Having failed to challenge his opponents in 2008 and 2012 on where they stood on "registration ... for militia service if called up", the president can begin on the path toward a national policy now by bypassing the gun lobby leadership and appealing directly to the civic consciousness and obligation of gun owners, ...potowmack.org/obchall.html. The closest he has come so far is in this statement in Minnesota, February 4:

    The majority of gun owners, overwhelming majority of gun owners, think [universal background checks are] a good idea. So if we've got lobbyists in Washington claiming to speak for gun owners saying something different, we need to go to the source and reach out to people directly.
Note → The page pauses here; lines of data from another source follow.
PR #1098, opened 2019-03-27
fix(parser): fix logical operators precedence

### LINKED ISSUE #1077: The AST generated for logical operations is wrong

affo:
Closes #1077 

### Done checklist
- [x] docs/SPEC.md updated
- [x] Test cases written

### DIFF
--- a/internal/parser/grammar.md
+++ b/internal/parser/grammar.md
@@ -26,11 +26,14 @@ The parser directly implements the following grammar.
     AssignStatement                = "=" Expression .
     ReturnStatement                = "return" Expression .
     ExpressionStatement            = Expression .
-    Expression                     = LogicalExpression .
-    ExpressionSuffix               = { PostfixOperator } { PipeExpressionSuffix } { MultiplicativeExpressionSuffix } { AdditiveExpressionSuffix } { ComparisonExpressionSuffix } { LogicalExpressionSuffix } .
-    LogicalExpression              = UnaryLogicalExpression { LogicalExpressionSuffix } .
-    LogicalExpressionSuffix        = LogicalOperator UnaryLogicalExpression .
-    LogicalOperator                = "and" | "or" .
+    Expression                     = LogicalOrExpression .
+    ExpressionSuffix               = { PostfixOperator } { PipeExpressionSuffix } { MultiplicativeExpressionSuffix } { AdditiveExpressionSuffix } { ComparisonExpressionSuffix } { LogicalAndExpressionSuffix } { LogicalOrExpressionSuffix } .
+    LogicalOrExpression            = LogicalAndExpression { LogicalOrExpressionSuffix } .
+    LogicalOrExpressionSuffix      = LogicalOrOperator LogicalAndExpression .
+    LogicalOrOperator              = "or" .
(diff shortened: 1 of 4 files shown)


affo:
@jsternberg I can remember that you told me about a test you wanted to add, but I can't remember which one.

internal/parser/grammar.md
```diff
@@ -26,11 +26,14 @@ The parser directly implements the following grammar.
...
     ReturnStatement                = "return" Expression .
     ExpressionStatement            = Expression .
-    Expression                     = LogicalExpression .
-    ExpressionSuffix               = { PostfixOperator } { PipeExpressionSuffix } { MultiplicativeExpressionSuffix } { AdditiveExpressionSuffix } { ComparisonExpressionSuffix } { LogicalExpressionSuffix } .
-    LogicalExpression              = UnaryLogicalExpression { LogicalExpressionSuffix } .
-    LogicalExpressionSuffix        = LogicalOperator UnaryLogicalExpression .
-    LogicalOperator                = "and" | "or" .
+    Expression                     = LogicalOrExpression .
+    ExpressionSuffix               = { PostfixOperator } { PipeExpressionSuffix } { MultiplicativeExpressionSuffix } { AdditiveExpressionSuffix } { ComparisonExpressionSuffix } { LogicalAndExpressionSuffix } { LogicalOrExpressionSuffix } .
+    LogicalOrExpression            = LogicalAndExpression { LogicalOrExpressionSuffix } .
```
jsternberg: Can you group these together so that `LogicalOrExpression` is followed by `LogicalOrExpressionSuffix`?

internal/parser/parser_test.go
```diff
@@ -2286,38 +2286,263 @@ k / l < m + n - o or p() <= q() or r >= s and not t =~ /a/ and u !~ /a/`,
...
+			name: "logical operators precedence",
+			raw: `not a or b
+a or not b
+not a and b
+a and not b
+a and b or c
+a or b and c
+
+not (a or b)
+not (a and b)`,
```
affo: If I put more parenthesized stuff it fails:

```
not a or b
a or not b
not a and b
a and not b
a and b or c
a or b and c

not (a or b)
not (a and b)
(a or b) and c
a and (b or c)
```

It seemed like it merged lines 9 and 10

jsternberg: Each of those should be a separate test. It is a bit weird that it merged the lines though since they should be separate statements.

affo: Yep it is so. Do you prefer I add a test for that hat gets skipped?

I'll separate tests

jsternberg: I don't think that's needed. Can you file a separate bug for it though so it can be investigated and fixed?

affo: I filed the bug: https://github.com/influxdata/flux/issues/1102

Anyhow I put and skipped the test in the last commit, just to ease reproduction and avoid regression in the future.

We can know from the NRA's Wayne LaPierre's recent hysterical statements that the heat is on for the childish political fantasy. Whether there will be public momentum that raises the heat further is the present challenge. Meanwhile there is no subject on which there is more ignorance and utter absurdity that gun rights. Against the public ignorance and near universal hostility I speak from 25 years of experience to public enlightenment, the leadership has to start at the top. Will there be a beginning in the present circumstance? Can we have a beginning that expands beyond "gun safety" to a national civics lesson on fundamental political and civic values? The opportunity will present itself when the present "gun safety" proposals are defeated.

Yours truly,
Potowmack

enclosures.


Attached to the relevant paragraph from FP No. 46:

Shaping the public mind to address gun violence begins with what James Madison was really describing in FP No. 46 and ends with Judge Silberman's conclusion in Parker. All that is left is the political leadership to make policy. There was no progress in the Senate Jud. Hearings on Jan. 30.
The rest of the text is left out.